A toy dataset is available in the SCISSOR
package:
library(SCISSOR)
data(TOY_data)
This dataset contains base-level coverage of a hypothetical gene TOY including three exons and the whole intronic regions between the exons. Among n=260 cases, there are eight samples with strong shape changes. Here, we aim to identify these eight shape changes using SCISSOR
.
Data preparation
We first obtain pileup data matrix using build_pileup
and genomic ranges using get_Ranges
that will be used as inputs for the function Scissor
:
Gene = toygene_symbol
regions = toygene_regions
pileupData = build_pileup(Pileup=toygene_coverage,regions=regions,
inputType="whole_intron",outputType="part_intron")
geneRanges = get_Ranges(Gene="TOY",regions=regions,outputType="part_intron")
caseIDs = colnames(pileupData)
In practice, you will often obtain pileup data directly from BAM files.

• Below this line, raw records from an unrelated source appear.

PR #3496, opened 2020-09-28
Menus: Fix unclosable menus under popup window.

xndcn:
The menus are not able to close under popup window. You can't close it by clicking the menubar again, nor by clicking outside of the menu. I am trying to fix it by following methods:
1. To check whether `menuset_is_open`, it seems we should use flag `ImGuiWindowFlags_MenuBar`, since now popup may also contains menus.
2. When clicking outside of the menus, it will try to close the menus by function `ClosePopupsOverWindow`, which will not check the popup with flag `ImGuiWindowFlags_ChildWindow`. So we should not add the flag for window with menubar.

### DIFF
--- a/imgui.cpp
+++ b/imgui.cpp
@@ -7768,6 +7768,8 @@ void ImGui::ClosePopupsOverWindow(ImGuiWindow* ref_window, bool restore_focus_to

This can be done with read_BAM
(see Tutorial). If you do not specify sample IDs, the build_pileup
and read_BAM
will generate the IDs by default as follows:
> head(caseIDs)
[1] "case-1" "case-2" "case-3" "case-4" "case-5" "case-6"
Statistical analysis
The whole procedures of SCISSOR can be performed by using all-in-one function Scissor
(see Tutorial).
ScissorOutput=Scissor(pileupData=pileupData,Ranges=geneRanges)
The object ScissorOutput is a large list containing the results. The identified shape changes are saved in ScissorOutput$SC
and the resulting outlyingness scores from each of the global and local procedures are saved in ScissorOutput$GSC$OS
and ScissorOutput$LSC$OS
, respectively. You can plot the outlyingness scores using plot_ScissorOS
:
par(mfrow=c(1,2))
plot_ScissorOS(object=ScissorOutput,colmat=NULL,textSC=TRUE)

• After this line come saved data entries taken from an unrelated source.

PR #3502, opened 2020-10-01
Correct the Makefiles so that `pkg-config` and `sdl-config` are invoked only once

unix-junkie:
As of this change, backticks (\`\`) are replaced with _GNU Make_ `$(shell)`
function, and the `CXXFLAGS`/`LIBS` variables are expanded by _Make_ (once)
rather than by the underlying shell (each time the variable is referenced).

Apart from being more optimal, this is also more portable.

### DIFF
--- a/examples/example_glfw_opengl2/Makefile
+++ b/examples/example_glfw_opengl2/Makefile
@@ -31,9 +31,9 @@ LIBS =
 
 ifeq ($(UNAME_S), Linux) #LINUX
 	ECHO_MESSAGE = "Linux"
-	LIBS += -lGL `pkg-config --static --libs glfw3`
+	LIBS += -lGL $(shell pkg-config --static --libs glfw3)
 
-	CXXFLAGS += `pkg-config --cflags glfw3`
+	CXXFLAGS += $(shell pkg-config --cflags glfw3)
 	CFLAGS = $(CXXFLAGS)
 endif
 
@@ -52,7 +52,7 @@ ifeq ($(findstring MINGW,$(UNAME_S)),MINGW)
 	ECHO_MESSAGE = "MinGW"
 	LIBS += -lglfw3 -lgdi32 -lopengl32 -limm32
 
-	CXXFLAGS += `pkg-config --cflags glfw3`
+	CXXFLAGS += $(shell pkg-config --cflags glfw3)
 	CFLAGS = $(CXXFLAGS)
 endif
 
--- a/examples/example_glfw_opengl3/Makefile
+++ b/examples/example_glfw_opengl3/Makefile
@@ -61,9 +61,9 @@ CXXFLAGS += -I../libs/gl3w -DIMGUI_IMPL_OPENGL_LOADER_GL3W
 
 ifeq ($(UNAME_S), Linux) #LINUX
 	ECHO_MESSAGE = "Linux"
-	LIBS += -lGL `pkg-config --static --libs glfw3`
+	LIBS += -lGL $(shell pkg-config --static --libs glfw3)
 
-	CXXFLAGS += `pkg-config --cflags glfw3`
+	CXXFLAGS += $(shell pkg-config --cflags glfw3)
 	CFLAGS = $(CXXFLAGS)
 endif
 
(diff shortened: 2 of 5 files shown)


ocornut:
Hello,

Could you clarify how it is more portable?

unix-junkie:
Hello, @ocornut.

The explanation is simple.

The mechanism you've used so far is only specific to a POSIX shell.
The `$(shell)` function, on the other hand, may be able to deal successfully with _any_ shell _GNU Make_ has been ported to.

But my main concern is not portability but performance.

`$(pkg-config)` will get expanded only once.

`` `pkg-config` `` will get expanded each time the corresponding variable is referenced, each time spawning a new shell.

See [8.13 The shell Function](https://www.gnu.org/software/make/manual/html_node/Shell-Function.html) for more details.

ocornut:
> The mechanism you've used so far is only specific to a POSIX shell.
> The $(shell) function, on the other hand, may be able to deal successfully with any shell GNU Make has been ported to.

Can you name specific case?

> But my main concern is not portability but performance.

I think that's very much a non-concern here. It takes a fraction of second to parse and expand the Makefile commands and making a change is introducing a risk since there's little documentation about a given gnu make function was introduced and whereas all ecosystems (e.g. windows) use a make that will understand the shell command (maybe it does! I just don't know!).

rokups:
I found this message: https://gcc.gnu.org/legacy-ml/gcc-help/2003-06/msg00192.html

> The backticks aren't interpreted by the makefile, but are passed to the shell. 

My understanding is that in this particular case it does not really matter which syntax is used, because all we do is trivial command invocations which can hardly fail on any shell. _Maybe_ this could be an issue when using powershell on windows as it has some weird syntax for invocation of executables (in some cases at least). However i was not able to produce any errors fiddling with my shells and trying to feed very shell-specific stuff in backticks. If you know how to make stuff in backticks break while same stuff in `$(shell ...)` works please let us know @unix-junkie :+1: 

That said, i still think `$(shell ...)` improves readability somewhat, but that is subjective.

unix-junkie:
@ocornut, @rokups, one notable example of a GNU Make port w/o the underlying POSIX shell is a [_MinGW_](https://sourceforge.net/projects/mingw-w64/) toolchain.

Consider the following `Makefile`:

```make
GCC_VERSION_0 = `gcc --version`
GCC_VERSION_1 = $(shell gcc --version)

all:
	@echo "GCC_VERSION_0 = $(GCC_VERSION_0)"
	@echo "GCC_VERSION_1 = $(GCC_VERSION_1)"
```

The 1st and the 2nd variables echo'ed will be identical on any _UNIX_, _Cygwin_ or _MSys_ -- except for _MinGW_: remember, this latter one doesn't have any POSIX shell. So whenever you execute `mingw32-make.exe`, you'll see the following output:

```
C:\>mingw32-make
"GCC_VERSION_0 = `gcc --version`"
"GCC_VERSION_1 = gcc (x86_64-posix-seh-rev0, Built by MinGW-W64 project) 8.1.0 C
opyright (C) 2018 Free Software Foundation, Inc. This is free software; see the
source for copying conditions.  There is NO warranty; not even for MERCHANTABILI
TY or FITNESS FOR A PARTICULAR PURPOSE."

C:\>
```

The second reason to use `$(shell command)` instead of ``` `command` ``` is that in the 1st case you get an already expanded variable which can be passed to any of the [text manipulation functions](https://www.gnu.org/software/make/manual/html_node/Text-Functions.html) available in _GNU Make_. In the 2nd case (``` `command` ```), on the other hand, what you get is a string which can only be _executed_ (i. e. passed to the underlying shell), and only as a part of a [_Make recipe_](https://www.gnu.org/software/make/manual/html_node/Recipe-Syntax.html) execution (i. e. you can't set or unset other variables, define macros or conditionally include other makefiles depending on the output of your command).

Last but not least, there're tools (particularly, IDEs) which can open a `Makefile` project and build the project model based on the output of `make -wnk`:
 * [`compiledb`](https://github.com/nickdiego/compiledb),
 * [_NetBeans CND_](http://netbeans.apache.org/) and [_Sun Studio_](https://www.oracle.com/application-development/technologies/developerstudio.html),
 * [_JetBrains CLion_](https://www.jetbrains.com/clion/)

And _CLion_ doesn't support sub-shell invocations when parsing the output of `make`. I've checked, and it turned out to fail when trying to open your examples.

The figures show the indices of outlier samples with the kernel desntify estimates from the scores.
You can also visualize the identified shape changes using plot_pileup
:
par(mfrow=c(4,2),mar=c(2,2,2,2))
for (case in ScissorOutput$SC) {
plot_pileup(Pileup=ScissorOutput$logData,Ranges=geneRanges,cases=case,
logcount=ScissorOutput$logshiftVal)
}
The first seven outliers are associated with exon skipping or intron retention whereas the last outlier is showing small deletion in the middle of the first exon.